Case 2: There are obstacles around the current node

As shown in Figure 3, there is an obstacle node (2 in Figure 3(a) and 4 in Figure 3(b)) around node x, the method of searching nodes with no obstacles cannot be used for screening, and a new screening rule must be adopted. In this time, the distance from P(x) to the next node n through node x (such as 4→5→3 in Figure 3(a)) is the shortest path compared with P(x) to the next node n without through node x (such as 4→ $\dots$ →3 without through node 5 in Figure 3(a)), and node n is not a natural neighbor of node x, call the node n is the mandatory neighbor of node x. Therefore, MN in Figure 3(a) and 3(b) are mandatory neighbor points.

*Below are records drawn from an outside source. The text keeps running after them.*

PR #2665, opened 2024-07-31
DataSet: trying to import without any columns logs an unhelpful error

nadzpogi:
relates to xibosignage/xibo#3458

### DIFF
--- a/lib/Helper/DataSetUploadHandler.php
+++ b/lib/Helper/DataSetUploadHandler.php
@@ -62,6 +62,12 @@ class DataSetUploadHandler extends BlueImpUploadHandler
                 throw new AccessDeniedException();
             }
 
+            // Check if there are any columns defined in the dataset
+            if (count($dataSet->getColumn()) === 0) {
+                $controller->getLog()->error('Import failed: No columns defined in the dataset.');
+                throw new InvalidArgumentException('Import failed: No columns defined in the dataset.');
+            }
+
             // We are allowed to edit - pull all required parameters from the request object
             $overwrite = $sanitizer->getCheckbox('overwrite');
             $ignoreFirstRow = $sanitizer->getCheckbox('ignorefirstrow');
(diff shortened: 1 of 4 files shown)


PeterMis (changes requested):
I think this looks fine for manual csv import, however looking at the issue it should also cover remote datasets.

ie processing json/csv from remote dataSet source should also check for no columns - in this case perhaps also conditionally for no `remote` columns.

The message on the form could also be adjusted for remote dataSet to check the remote columns - the message for no columns at all that you have is fine, but in case of the remote dataSet we are more interested in remote columns instead.

lib/Helper/DataSetUploadHandler.php
```diff
@@ -62,6 +62,20 @@ protected function handleFormData($file, $index)
                 throw new AccessDeniedException();
             }
 
+            // Get all columns
+            $columns = $dataSet->getColumn();
+
+            // Filter columns where dataSetColumnType is "Value"
+            $filteredColumns = array_filter($columns, function ($column) {
+                return $column->dataSetColumnType == 'Value';
```
PeterMis, line 70: Might be better to rely on `dataSetColumnTypeId` instead? ( result should be the same )

lib/Helper/DataSetUploadHandler.php
```diff
@@ -62,6 +62,20 @@ protected function handleFormData($file, $index)
...
+            });
+
+            // Check if there are any value columns defined in the dataset
+            if (count($filteredColumns) === 0) {
+                $controller->getLog()->error('Import failed: No value columns defined in the dataset.');
+                throw new InvalidArgumentException('Import failed: No value columns defined in the dataset.');
```
PeterMis, line 76: Should we translate the exception message?

lib/XTR/RemoteDataSetFetchTask.php
```diff
@@ -99,6 +99,20 @@ public function run()
                     continue;
                 }
 
+                // Get all columns
+                $columns = $dataSet->getColumn();
+
+                // Filter columns where dataSetColumnType is "Remote"
+                $filteredColumns = array_filter($columns, function ($column) {
+                    return $column->dataSetColumnType == 'Remote';
```
PeterMis, line 107: Similar to previous comment, perhaps rely on `dataSetColumnTypeId` ?

PeterMis (commented):
Looks good to me, just a very minor comments below.

PeterMis (approved):

ifarzana:
TEST: /Administration END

The screening conditions for mandatory neighbor points are as follows:

n is not the natural neighbor of node x

$L (P (x), \dots, n / x) > L (P (x), x, n)$

Figure 3.

Pathfinding process of obstacle nodes around the node x. (a) Linear movement and (b) diagonal movement.

Figure 4.

JPS algorithm pathfinding process. JPS: jump point search.

In summary, a jump point is defined as meeting at least one of the following three conditions:

Node x is the start or end point.

Node x has at least one mandatory neighbor point.

When node x moves in the diagonal direction, there are points satisfying conditions (1) and (2) in its horizontal and vertical directions.

Path generation

After jump point screening, the obtained jump points are added to the Openlist table of the A* algorithm for evaluation, and the evaluation function is shown in equation (4)

f (n) = h (n) + g (n)

where f(n) is the evaluation function, h(n) is the path cost from the current node to the target node, and g(n) is the path cost from the start node to the current node. This algorithm uses the Euclidean distance between two points as the path of the cost.

Select the target node with the lowest cost value and add it to the Closelist table of the A* algorithm, then connect the nodes in the Closelist table and we can get the path.

The A* algorithm can only select eight adjacent directions for calculation in the next node selection, but the JPS algorithm can choose from jump points, and achieve movement across multiple node distances, which greatly improved the operating efficiency.

As shown in Figure 4, S is the start point and G is the target point. Firstly, record start point S as the jump point according to the jump point rule, search in the horizontal and vertical directions, and the search stops when encountering a map boundary or obstacle, after searching in horizontal and vertical directions, move a grid diagonally to continue the horizontal and vertical search. Repeat the above operation, when moving to point A find mandatory neighbor point B, and record the start point A and B as the jump point according to the jump point rule. Point B search down and find the goal point G, record the goal point G as a jump point, and stop the search. Finally, we can get the path through the relationship between the parent node and the child node.

JPIACO algorithm

ACO algorithm

ACO algorithm is to imitate the foraging behavior of ant colonies in nature. It obtains the optimal path by continuously updating the pheromone between colony and environment. The shorter path that the ant walks, the more concentration of pheromones left, the ant has a higher probability to choose the path, so there will be more and more pheromones on the path, thus forming an optimal path positive feedback strengthening mechanism.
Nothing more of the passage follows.